[Jared]

Quote:

Originally Posted by Tom Bottiglieri

Off topic a bit - I saw your team was using Java this year. Have you run into issues with the timing of the JVM's Timer? We have used this construct successfully over the past two years, but on the roborio the timing is complete garbage. We have ditched using derivatives on any control loops due to massive noise.

My best theory is the squawkVM was ported manually and used VXworks timers under the hood. The standard JRE we use now probably just sleeps or something.

Yes. Again and again, we run into weird timing issues with the roboRIO. The cRIO's timing jitter couldn't be measured with a millisecond timer, but the roboRIO's can be. The roboRIO occasionally gets suddenly very bad at timing for 10 or so seconds. I battled lots of weird intermittent timing bugs with the roboRIO when trying to get our autonomous down - we're driving, lifting, swatting, intaking all at the same time.

Our elevator control originally used PD control, but we had intermittent issues with oscillation.

Our PID controller is here: https://github.com/dicarlo236/2015-R...robot/PID.java
Our Updater that deals with PID is here: https://github.com/dicarlo236/2015-R...t/Updater.java

I assumed that I messed up something in my PID class for the derivative calculation, so I took it out, and we're only running P control now. However, we still experienced overshoot of 4" or more about 1 in 100 times. I've only had the bug happen once when I was analyzing loop timing, and it was caused by TimerTask waiting too long to call the run() method, and the P controller couldn't run and update the motor value. I was originally running all control loops (elevator PID, drive followers) in the same thread, and I split it up into separate threads for elevator and drive, but it did not solve the problem.


I have two videos from our competition that show the problem. In the first video, you can see that the robot drives smoothly and accurately in autonomous mode, and the elevator moves properly throughout the whole match. If you watch our robot load from the feeder station or place totes, you'll see that the elevator is tuned well to work well under any load. Randomly, this exact elevator code will have tiny issues/jerky movement, then go back to normal.

https://www.youtube.com/watch?v=7vw2...ature=youtu.be

In the second train wreck of an autonomous mode, our robot doesn't drive smoothly at the beginning, the swatter swats too early, the intake turns on too late, the turn begins too early, the drop happens too late, and the drive stops too late. In teleop, the elevator control has an issue and doesn't drop low enough. At that point, I switched to manual control.

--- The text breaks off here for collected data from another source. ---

PR #6, opened 2017-04-25
WMT-275: corrected standardjs config and any errors that were present…

scoch:
…. Only errors remain are to do with test data.


andrew-js-wright:
Sigh didn't use the correct formatting on that last comment and the mobile site won't let me edit.

andrew-js-wright:
My bad, it's there already. Cheers Steven!

gulpfile.js
```diff
@@ -18,7 +18,13 @@ gulp.task('assets', function () {
 })
 
 gulp.task('standard', function () {
-   return gulp.src(['app/app.js'])
+  return gulp.src([
+    '!node_modules/*',
+    '!app/govuk_modules/**/*.js',
+    '!app/assets/javascripts/**/*.js',
+    '!app/public/javascripts/**/*.js',
+    'app/**/*.js'
```
andrew-js-wright: I would also include `app/*.js` to catch files such as `app/app.js`

PR #10, opened 2017-05-30
417: Query the database for capacity percentage

andrew-js-wright:
Add integration tests too


andrew-js-wright:
Need to split out the integration and unit test runs and update the travis file before this builds green.

test/helpers/data/workload-capacity-helper.js
```diff
@@ -0,0 +1,132 @@
+const config = require('../../../knexfile')
+const knex = require('knex')(config)
+var Promise = require('bluebird').Promise
+
+module.exports.addWorkloadCapacitiesForOffenderManager = function () {
+  var inserts = []
+
+  return knex('offender_manager_type').returning('id').insert({description: 'test'})
```
scoch: personal pref, but what about having returning at the end as it'd be the last action of the call chain.

test/integration/services/data/get-capacity-for-individual.js
```diff
@@ -0,0 +1,36 @@
...
+describe('services/data/get-capacity-for-individual', function () {
+  before(function (done) {
+    workloadCapactiyHelper.addWorkloadCapacitiesForOffenderManager()
+      .then(function (builtInserts) {
+        inserts = builtInserts
+        done()
+      })
+  })
+
+  it('should retrieve all the workloads withiin the date range', function (done) {
```
scoch: withiin

Apologies for the grammar police 😔

PR #12, opened 2017-06-08
Stop app crashing when worklaod user not found

andrew-js-wright:
Currently, when the workload user is undefined, the application crashes because
the `DisplayTable` object is validating it has more than one header.

For now, the expected behaviour should be displaying an empty graph the users
with default headings.

In the future we'll want to handle this with a 404 response before the
`get-capacity-table` function is called.


scoch:
+1

PR #14, opened 2017-06-23
Feature/wmt 562/fix graph

dconey646:


app/assets/javascripts/caseload-capacity.js
```diff
@@ -67,6 +77,15 @@ layout = {
...
+    },
+    yaxis: {
+        autorange: false,
+        fixedrange: true,
+        range: [0, 120],
+        showline: true,
+        ticks: 'outside',
+        title: 'Capacity %',
+        type: 'linear'
     }
```
andrew-js-wright: This `yaxis` object is not required as it will overwrite the previous one.

app/assets/javascripts/caseload-capacity.js
```diff
@@ -9,7 +9,17 @@ trace1 = {
...
-data = [trace1];
+trace2 = {
+    x: capacityTable.headings,
+    y: capacityTable.rows[1].values,
+    line: {width: 3.5},
+    marker: {
+        line: {width: -0.5},
+        size: 9
+    },
+    name: 'Reduction Hours ',
```
andrew-js-wright: Trailing space on `Reduction Hours`.

PR #21, opened 2017-07-11
334: Add sub-navigation bar

andrew-js-wright:
A navigation item is very similar to a breadcrumb item. Therefore refactor the
Breadcrumb object to a Link object and use for both breadcrumbs and sub-nav.

Import the sub nav sass from the ux prototype, refactoring slightly to avoid
duplication.

Extend the link generator in order to allow link generation from tree references
or name and id references. This allows us to reuse the link generation
functionality in the sub nav builder.

Build the sub-navigation at the same time as we're building the breadcrumbs and
the title/sub-title, i.e. in the get-capacity-view service. This will have to be
done on all requests and therefore should be extracted out to reduce
duplication.

screen shot 2017-07-11 at 10 18 09


test/unit/services/test-get-capacity-view.js
```diff
@@ -136,73 +136,63 @@ const CAPACITY_RESULTS = [
...
+var getCapacityView
+var expectedTitle = breadcrumbHelper.LDU_BREADCRUMBS[0].title
+
+before(function () {
+  getCapacityStub = sinon.stub()
+  getBreadcrumbs = sinon.stub().returns(breadcrumbHelper.LDU_BREADCRUMBS)
+  getCapacityView = proxyquire('../../../app/services/get-capacity-view',
+    {'./data/get-individual-workload-reports': getCapacityStub,
+      './data/get-workload-report-views': getCapacityStub,
+      './get-breadcrumbs': getBreadcrumbs})
```
caoimheb: Stub needed for `getSubNav`?

test/unit/services/test-link-generator.js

https://www.youtube.com/watch?v=2pr8...ature=youtu.be

The second video was likely taken during our second finals match (the problem happened twice). The identical autonomous program ran in the first and third finals match, and worked correctly both times. This behavior was very close to costing us the event, and I'd really like to get a good idea of what's happening.

I am not 100% sure what caused the issues, but here is my current thought as to what went on.

The first time it happened, it was triggered by an e-stop of the field. The match was started while the announcer was in the middle of announcing the first alliance, and the field people e-stopped the robot. I went out, reset the robot, but when I got back to the driver station, the robot was in autonomous disabled, not teleop disabled like it normally is when it is first FMS connected. For some weird reason, this caused the FMS not to communicate the remaining match time to the robot. I detect whether the robot is connected to the FMS by checking to see if the time remaining returns a reasonable number, which decides if we should run the match version of autonomous mode vs. the practice mode. The two versions are exactly identical, except that the practice mode fails to run System.gc() at the beginning because I accidently commented out the wrong line in queue.

The second time it happened, I messed up a few changes when we dialed in our drop/back up for the carpet at the event, which was a little different from the old carpet back home. I removed only the line system.gc().

We don't have any mentors on our team who are familiar with Java or are programmers, so I've been unable to really figure out why System.gc() helps with loop timing.

There's also an issue of the roboRIO's internal clock. On powerup, it thinks it's 1970. If you start your timer task then, then connect to the driver station, which syncs the roboRIO's date/time, it thinks it has to make up for 45 years of not running your code, which causes other issues. Both times when our auto failed, this was NOT the problem, as the elevator won't run if this case happens, and the elevator ran both times.